EXERCISE BRIEF → Extract each line of the data below exactly as written.

MATERIAL PROVIDED →
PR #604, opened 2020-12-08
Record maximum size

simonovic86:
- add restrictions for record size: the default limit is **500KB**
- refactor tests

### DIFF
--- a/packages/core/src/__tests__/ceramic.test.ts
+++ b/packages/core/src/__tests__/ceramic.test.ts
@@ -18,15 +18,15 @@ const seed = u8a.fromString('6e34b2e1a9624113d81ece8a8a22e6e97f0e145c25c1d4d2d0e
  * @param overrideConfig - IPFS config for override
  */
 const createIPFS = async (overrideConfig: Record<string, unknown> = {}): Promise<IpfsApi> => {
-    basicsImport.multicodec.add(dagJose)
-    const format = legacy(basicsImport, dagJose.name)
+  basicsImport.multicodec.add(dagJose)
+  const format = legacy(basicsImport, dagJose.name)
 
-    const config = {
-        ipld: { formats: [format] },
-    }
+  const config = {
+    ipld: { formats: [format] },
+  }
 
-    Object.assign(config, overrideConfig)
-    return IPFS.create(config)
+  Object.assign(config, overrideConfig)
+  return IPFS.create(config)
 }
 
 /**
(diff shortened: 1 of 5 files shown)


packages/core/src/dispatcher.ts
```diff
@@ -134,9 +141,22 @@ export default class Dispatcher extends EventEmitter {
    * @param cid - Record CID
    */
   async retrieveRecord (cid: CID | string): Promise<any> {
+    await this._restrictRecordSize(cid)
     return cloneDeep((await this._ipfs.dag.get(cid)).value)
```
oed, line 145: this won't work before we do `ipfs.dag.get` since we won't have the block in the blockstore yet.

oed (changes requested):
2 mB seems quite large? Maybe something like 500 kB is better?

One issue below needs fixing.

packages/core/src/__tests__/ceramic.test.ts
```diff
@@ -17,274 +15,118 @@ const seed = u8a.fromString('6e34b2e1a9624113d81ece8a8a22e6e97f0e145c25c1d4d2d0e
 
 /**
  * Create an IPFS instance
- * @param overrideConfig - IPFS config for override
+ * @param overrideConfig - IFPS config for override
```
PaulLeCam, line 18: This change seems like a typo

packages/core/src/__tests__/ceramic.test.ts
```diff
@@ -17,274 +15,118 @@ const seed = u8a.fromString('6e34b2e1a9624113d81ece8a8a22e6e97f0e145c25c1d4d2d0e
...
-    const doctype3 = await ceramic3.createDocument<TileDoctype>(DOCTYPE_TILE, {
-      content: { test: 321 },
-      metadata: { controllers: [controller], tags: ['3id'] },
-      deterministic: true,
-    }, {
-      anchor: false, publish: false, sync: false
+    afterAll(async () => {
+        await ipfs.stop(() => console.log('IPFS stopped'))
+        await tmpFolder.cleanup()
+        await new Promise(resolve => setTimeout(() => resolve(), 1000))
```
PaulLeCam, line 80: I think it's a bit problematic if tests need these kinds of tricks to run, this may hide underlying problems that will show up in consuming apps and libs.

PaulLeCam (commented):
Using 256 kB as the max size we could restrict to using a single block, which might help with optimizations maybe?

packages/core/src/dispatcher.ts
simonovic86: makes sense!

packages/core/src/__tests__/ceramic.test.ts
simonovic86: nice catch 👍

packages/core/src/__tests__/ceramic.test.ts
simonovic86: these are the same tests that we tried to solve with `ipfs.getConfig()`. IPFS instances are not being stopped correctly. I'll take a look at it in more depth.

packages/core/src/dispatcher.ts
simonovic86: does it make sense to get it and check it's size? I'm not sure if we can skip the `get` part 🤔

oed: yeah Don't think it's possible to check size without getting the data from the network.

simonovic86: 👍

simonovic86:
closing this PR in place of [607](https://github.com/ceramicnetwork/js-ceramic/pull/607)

RESPONSE TO THIS TASK →
PR #604, opened 2020-12-08
Record maximum size

simonovic86:
- add restrictions for record size: the default limit is **500KB**
- refactor tests

### DIFF
--- a/packages/core/src/__tests__/ceramic.test.ts
+++ b/packages/core/src/__tests__/ceramic.test.ts
@@ -18,15 +18,15 @@ const seed = u8a.fromString('6e34b2e1a9624113d81ece8a8a22e6e97f0e145c25c1d4d2d0e
  * @param overrideConfig - IPFS config for override
  */
 const createIPFS = async (overrideConfig: Record<string, unknown> = {}): Promise<IpfsApi> => {
-    basicsImport.multicodec.add(dagJose)
-    const format = legacy(basicsImport, dagJose.name)
+  basicsImport.multicodec.add(dagJose)
+  const format = legacy(basicsImport, dagJose.name)
 
-    const config = {
-        ipld: { formats: [format] },
-    }
+  const config = {
+    ipld: { formats: [format] },
+  }
 
-    Object.assign(config, overrideConfig)
-    return IPFS.create(config)
+  Object.assign(config, overrideConfig)
+  return IPFS.create(config)
 }
 
 /**
(diff shortened: 1 of 5 files shown)


packages/core/src/dispatcher.ts
```diff
@@ -134,9 +141,22 @@ export default class Dispatcher extends EventEmitter {
    * @param cid - Record CID
    */
   async retrieveRecord (cid: CID | string): Promise<any> {
+    await this._restrictRecordSize(cid)
     return cloneDeep((await this._ipfs.dag.get(cid)).value)
```
oed, line 145: this won't work before we do `ipfs.dag.get` since we won't have the block in the blockstore yet.

oed (changes requested):
2 mB seems quite large? Maybe something like 500 kB is better?

One issue below needs fixing.

packages/core/src/__tests__/ceramic.test.ts
```diff
@@ -17,274 +15,118 @@ const seed = u8a.fromString('6e34b2e1a9624113d81ece8a8a22e6e97f0e145c25c1d4d2d0e
 
 /**
  * Create an IPFS instance
- * @param overrideConfig - IPFS config for override
+ * @param overrideConfig - IFPS config for override
```
PaulLeCam, line 18: This change seems like a typo

packages/core/src/__tests__/ceramic.test.ts
```diff
@@ -17,274 +15,118 @@ const seed = u8a.fromString('6e34b2e1a9624113d81ece8a8a22e6e97f0e145c25c1d4d2d0e
...
-    const doctype3 = await ceramic3.createDocument<TileDoctype>(DOCTYPE_TILE, {
-      content: { test: 321 },
-      metadata: { controllers: [controller], tags: ['3id'] },
-      deterministic: true,
-    }, {
-      anchor: false, publish: false, sync: false
+    afterAll(async () => {
+        await ipfs.stop(() => console.log('IPFS stopped'))
+        await tmpFolder.cleanup()
+        await new Promise(resolve => setTimeout(() => resolve(), 1000))
```
PaulLeCam, line 80: I think it's a bit problematic if tests need these kinds of tricks to run, this may hide underlying problems that will show up in consuming apps and libs.

PaulLeCam (commented):
Using 256 kB as the max size we could restrict to using a single block, which might help with optimizations maybe?

packages/core/src/dispatcher.ts
simonovic86: makes sense!

packages/core/src/__tests__/ceramic.test.ts
simonovic86: nice catch 👍

packages/core/src/__tests__/ceramic.test.ts
simonovic86: these are the same tests that we tried to solve with `ipfs.getConfig()`. IPFS instances are not being stopped correctly. I'll take a look at it in more depth.

packages/core/src/dispatcher.ts
simonovic86: does it make sense to get it and check it's size? I'm not sure if we can skip the `get` part 🤔

oed: yeah Don't think it's possible to check size without getting the data from the network.

simonovic86: 👍

simonovic86:
closing this PR in place of [607](https://github.com/ceramicnetwork/js-ceramic/pull/607)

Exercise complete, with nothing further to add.